WHAT IS EXPECTED: Look through the material below and count the lines that hold "image". Give that number by itself.

:: SUPPLIED DATA

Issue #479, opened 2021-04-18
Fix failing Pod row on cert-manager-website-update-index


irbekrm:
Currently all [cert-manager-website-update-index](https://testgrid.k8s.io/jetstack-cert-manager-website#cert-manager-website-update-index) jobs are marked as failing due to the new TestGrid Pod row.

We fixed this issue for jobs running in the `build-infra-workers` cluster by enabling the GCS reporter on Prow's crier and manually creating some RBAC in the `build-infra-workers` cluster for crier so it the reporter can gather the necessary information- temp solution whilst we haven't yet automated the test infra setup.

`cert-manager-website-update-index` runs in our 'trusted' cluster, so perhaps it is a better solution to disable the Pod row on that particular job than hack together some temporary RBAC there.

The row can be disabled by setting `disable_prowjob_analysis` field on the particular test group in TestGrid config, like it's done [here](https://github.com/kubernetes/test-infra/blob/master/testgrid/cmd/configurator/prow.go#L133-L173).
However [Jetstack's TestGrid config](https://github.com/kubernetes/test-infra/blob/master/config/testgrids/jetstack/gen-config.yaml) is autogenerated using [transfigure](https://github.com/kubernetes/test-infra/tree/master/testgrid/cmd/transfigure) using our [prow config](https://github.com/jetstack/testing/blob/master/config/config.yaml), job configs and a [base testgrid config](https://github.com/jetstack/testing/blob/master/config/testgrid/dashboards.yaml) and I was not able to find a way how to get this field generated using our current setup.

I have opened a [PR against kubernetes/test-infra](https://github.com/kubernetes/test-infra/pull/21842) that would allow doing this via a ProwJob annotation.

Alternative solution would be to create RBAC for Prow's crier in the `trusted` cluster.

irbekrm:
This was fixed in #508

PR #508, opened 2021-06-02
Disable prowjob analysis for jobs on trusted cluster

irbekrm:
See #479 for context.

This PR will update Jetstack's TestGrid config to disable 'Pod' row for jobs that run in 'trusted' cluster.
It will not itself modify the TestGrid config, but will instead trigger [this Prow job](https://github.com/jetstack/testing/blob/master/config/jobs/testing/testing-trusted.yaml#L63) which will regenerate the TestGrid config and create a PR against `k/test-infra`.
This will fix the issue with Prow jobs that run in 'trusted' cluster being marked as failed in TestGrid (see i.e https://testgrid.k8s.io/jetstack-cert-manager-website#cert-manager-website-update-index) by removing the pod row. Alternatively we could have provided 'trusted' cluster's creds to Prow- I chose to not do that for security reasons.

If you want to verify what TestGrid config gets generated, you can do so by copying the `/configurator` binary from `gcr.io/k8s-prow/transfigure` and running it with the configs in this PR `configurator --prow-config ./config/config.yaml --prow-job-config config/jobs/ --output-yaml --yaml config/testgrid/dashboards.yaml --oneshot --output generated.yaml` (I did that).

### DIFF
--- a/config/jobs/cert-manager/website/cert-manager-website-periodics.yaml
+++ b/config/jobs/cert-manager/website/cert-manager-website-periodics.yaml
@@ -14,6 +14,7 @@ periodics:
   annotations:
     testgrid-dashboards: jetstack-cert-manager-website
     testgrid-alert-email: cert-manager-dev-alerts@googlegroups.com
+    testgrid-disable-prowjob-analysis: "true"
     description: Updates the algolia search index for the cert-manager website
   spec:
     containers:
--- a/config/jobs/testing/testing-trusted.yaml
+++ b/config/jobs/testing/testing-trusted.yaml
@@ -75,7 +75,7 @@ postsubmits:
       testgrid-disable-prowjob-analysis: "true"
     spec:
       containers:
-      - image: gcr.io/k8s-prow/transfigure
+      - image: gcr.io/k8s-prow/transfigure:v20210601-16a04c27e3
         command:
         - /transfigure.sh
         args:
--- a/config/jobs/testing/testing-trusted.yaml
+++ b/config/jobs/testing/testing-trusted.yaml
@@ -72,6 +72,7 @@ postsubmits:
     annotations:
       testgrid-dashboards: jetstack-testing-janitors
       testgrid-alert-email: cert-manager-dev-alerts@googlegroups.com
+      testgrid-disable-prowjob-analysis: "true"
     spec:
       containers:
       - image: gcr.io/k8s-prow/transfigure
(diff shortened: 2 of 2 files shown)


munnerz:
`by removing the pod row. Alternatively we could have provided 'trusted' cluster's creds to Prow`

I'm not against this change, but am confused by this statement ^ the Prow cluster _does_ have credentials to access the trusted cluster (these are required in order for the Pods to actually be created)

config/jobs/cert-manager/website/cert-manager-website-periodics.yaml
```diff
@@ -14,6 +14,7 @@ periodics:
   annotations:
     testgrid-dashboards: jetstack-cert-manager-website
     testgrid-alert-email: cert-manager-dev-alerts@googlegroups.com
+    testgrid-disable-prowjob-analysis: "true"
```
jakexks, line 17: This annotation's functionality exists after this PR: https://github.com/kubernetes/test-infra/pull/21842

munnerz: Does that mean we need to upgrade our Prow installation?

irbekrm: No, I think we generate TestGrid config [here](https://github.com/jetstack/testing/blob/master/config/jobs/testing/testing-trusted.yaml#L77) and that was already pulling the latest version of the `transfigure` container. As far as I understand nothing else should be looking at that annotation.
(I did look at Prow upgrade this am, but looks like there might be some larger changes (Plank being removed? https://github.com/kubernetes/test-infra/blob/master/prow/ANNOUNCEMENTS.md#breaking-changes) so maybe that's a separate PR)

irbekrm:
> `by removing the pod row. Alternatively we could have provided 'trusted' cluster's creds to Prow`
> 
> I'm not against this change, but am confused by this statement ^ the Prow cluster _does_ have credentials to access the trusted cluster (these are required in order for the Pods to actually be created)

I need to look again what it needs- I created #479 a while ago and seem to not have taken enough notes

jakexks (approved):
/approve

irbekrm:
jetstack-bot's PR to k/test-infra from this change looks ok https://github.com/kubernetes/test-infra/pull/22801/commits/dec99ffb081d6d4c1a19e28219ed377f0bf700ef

::::
:: SUPPLIED DATA

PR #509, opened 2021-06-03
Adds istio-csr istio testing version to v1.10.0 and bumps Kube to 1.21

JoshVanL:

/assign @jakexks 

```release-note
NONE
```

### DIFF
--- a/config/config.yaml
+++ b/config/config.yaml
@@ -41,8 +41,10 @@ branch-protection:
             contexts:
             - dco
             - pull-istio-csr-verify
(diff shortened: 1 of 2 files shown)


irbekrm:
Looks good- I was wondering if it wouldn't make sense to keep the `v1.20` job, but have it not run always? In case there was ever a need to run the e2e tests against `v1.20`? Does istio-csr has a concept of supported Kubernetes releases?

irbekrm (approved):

::::
:: SUPPLIED DATA

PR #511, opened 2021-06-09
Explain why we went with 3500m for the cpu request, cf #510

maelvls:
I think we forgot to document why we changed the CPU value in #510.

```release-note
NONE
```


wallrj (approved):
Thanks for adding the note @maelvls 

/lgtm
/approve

::::

EXERCISE RESPONSE: 3